For many Yemenis, Thursday had always been a day to look forward to — a day of joy when weddings are celebrated, a day chosen by the devout for fasting and double reward, and the end of the week when Sana’a pulsed with life before the weekend break.
But Thursday, September 25, 2025, was no ordinary day. It became another page of sorrow — the day Israel engraved into Yemeni memory with blood and shattered bodies.
Death from the Skies over Sana’a
Twenty Israeli warplanes hovered over the Yemeni capital, unloading forty tons of missiles and bombs onto residential neighborhoods and civilian facilities in the city center. There was no warning. People had no time to escape.
Within minutes, streets turned into scenes of chaos, homes into rubble. The strikes left 183 people killed or wounded, most of them women and children.
“The message was clear”: this was the price of Yemen’s solidarity with Gaza, the cost of their humanity that refused to remain silent before starving children and displaced women buried beneath tents and rubble.
Faces of Pain in the Alleys
The tragedy carried many faces, but the pain was one. In one of Old Sana’a’s alleys, a little boy played carefree among walls that had stood for more than a thousand years. He did not know that his last game would end with an American–Israeli missile cutting off his laughter into eternal silence.
Just a few kilometers away, in the Political District, three children shared a brief laugh — not knowing it was their last moment together. Two ascended as martyrs, while the third survived, scarred with wounds that will never fade.
At the same time, in the Raqas neighborhood, a student bid farewell to her friend halfway down the street, thinking they would meet again the next morning. She never imagined that fleeting goodbye was the last. Moments later, she lay under the rubble.
Elsewhere in Sana’a, a father shopped with a smile, carrying enough for a modest family dinner. But American-made bombs dropped from Israeli warplanes ended his life before he reached home. The groceries became a silent witness to the tragedy, his house left empty, filled only with tears and grief.

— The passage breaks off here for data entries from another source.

PR #7959, opened 2024-12-17
feat(transformer/class-properties): transform super assignment expressions that are inside static prop initializer

Dunqing:


Dunqing:
> [!WARNING]
> <b>This pull request is not mergeable via GitHub because a downstack PR is open. Once all requirements are satisfied, merge this PR as a stack <a href="https://app.graphite.dev/github/pr/oxc-project/oxc/7959?utm_source=stack-comment-downstack-mergeability-warning" >on Graphite</a>.</b>

* **#7959** <a href="https://app.graphite.dev/github/pr/oxc-project/oxc/7959?utm_source=stack-comment-icon" target="_blank">Graphite</a> 👈 <a href="https://app.graphite.dev/github/pr/oxc-project/oxc/7959?utm_source=stack-comment-view-in-graphite" target="_blank">(View in Graphite)</a>
* **#7956** <a href="https://app.graphite.dev/github/pr/oxc-project/oxc/7956?utm_source=stack-comment-icon" target="_blank">Graphite</a>
* **#7955** <a href="https://app.graphite.dev/github/pr/oxc-project/oxc/7955?utm_source=stack-comment-icon" target="_blank">Graphite</a>
* `main`
<hr />

You must have a Graphite account in order to use the merge queue. Sign up using [this link](https://app.graphite.dev/invite/github/oxc-project?ref=merge-queue-instructions-in-stack-comment&prId=7959).

<h2></h2>
<sub>

</sub>

<sub>

</sub>

<h2></h2>

crates/oxc_transformer/src/es2022/class_properties/supers.rs
```diff
@@ -34,9 +34,7 @@ impl<'a, 'ctx> ClassProperties<'a, 'ctx> {
         is_callee: bool,
         ctx: &mut TraverseCtx<'a>,
     ) -> Expression<'a> {
-        let property = &member.property;
-        let property =
-            ctx.ast.expression_string_literal(property.span, property.name.clone(), None);
+        let property = Expression::StringLiteral(ctx.ast.alloc(member.property.clone().into()));
```
overlookmotel, line 37: This is shorter, but I'm not really a fan of `impl From<IdentifierName> for StringLiteral`.

Reason is: You're dealing with an owned type on the stack. Usually, it's better to allocate it into the arena as quickly as possible, and then only hold `Box<T>` (8 bytes), references `&T` or `&mut T` (8 bytes), enum types e.g. `Expression`, `Statement` etc (16 bytes), or `Atom`s (16 bytes).

Generally, if you find yourself having to use `ctx.ast.alloc`, you're not in an optimal situation, because it means you have a large type on the stack.

In the original version, you only had to clone the `Atom` (which is essentially a `Copy`), whereas in this new version you have to clone the whole `IdentifierName` to be able to pass it to `from`.

In this case, it's not a big deal, because `IdentifierName` is only 24 bytes, but in general in my opinion it's not the best pattern.

If you wanted to, you could implement this conversion instead as a method on `AstBuilder` - `AstBuilder:: expression_string_literal_from_identifier_name`. But personally I think that'd be overkill unless we need to do that conversion in many places.

crates/oxc_transformer/src/es2022/class_properties/static_prop_init.rs
```diff
@@ -221,6 +221,7 @@ impl<'a, 'ctx, 'v> VisitMut<'a> for StaticInitializerVisitor<'a, 'ctx, 'v> {
             // `object.#prop = value`, `object.#prop += value`, `object.#prop ??= value` etc
             Expression::AssignmentExpression(_) => {
                 self.class_properties.transform_assignment_expression(expr, self.ctx);
+                self.class_properties.transform_super_assignment_expression(expr, self.ctx);
```
overlookmotel, line 224: I think this is the cause of the panic in conformance. Problem is that `transform_assignment_expression` sometimes mutates `expr` so it's not an `AssignmentExpression` any more. So then `transform_super_assignment_expression` enters `unreachable!()`.

So we need to check that it's still an `AssignmentExpression`:

```suggestion
                if matches!(expr, Expression::AssignmentExpression(_)) {
                    self.class_properties.transform_super_assignment_expression(expr, self.ctx);
                }
```

Having to do this check again is inefficient, but don't worry - this visitor will be removed anyway in my forthcoming refactoring, so we can change it then.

From Gaza to Sana’a… From Lebanon to Damascus
The picture is not confined to Sana’a. From Gaza, where childhood lies buried under ruins, to southern Lebanon enduring daily bombardment, to the ancient neighborhoods of Damascus — the scene repeats. Israel rages across the skies of the region, reaping lives without restraint.
None of these crimes would have been possible without America’s open-ended support. Washington, where decisions are crafted in White House corridors, provides Israel with political cover, weapons, and money — while silencing every international voice that dares to say “enough.”
The World’s Absent Conscience
Against this blood and carnage, the international community stands either powerless or complicit. Hollow statements of condemnation deter no killer and restore no rights.
A world that clings to its interests with Trump and whoever comes after him sacrifices values, principles, and international law, leaving the innocent to their fate beneath the bombs.
That Thursday — once a day of joy for Yemenis — turned into a nightmare, a new memory added to the Arab world’s long register of grief, from Gaza to Sana’a.
And in every story of a child, a young girl, or a father who never returned, lies fresh testimony that the Israeli occupation knows nothing of humanity — and that Arab blood remains the cheapest currency in the marketplace of global politics.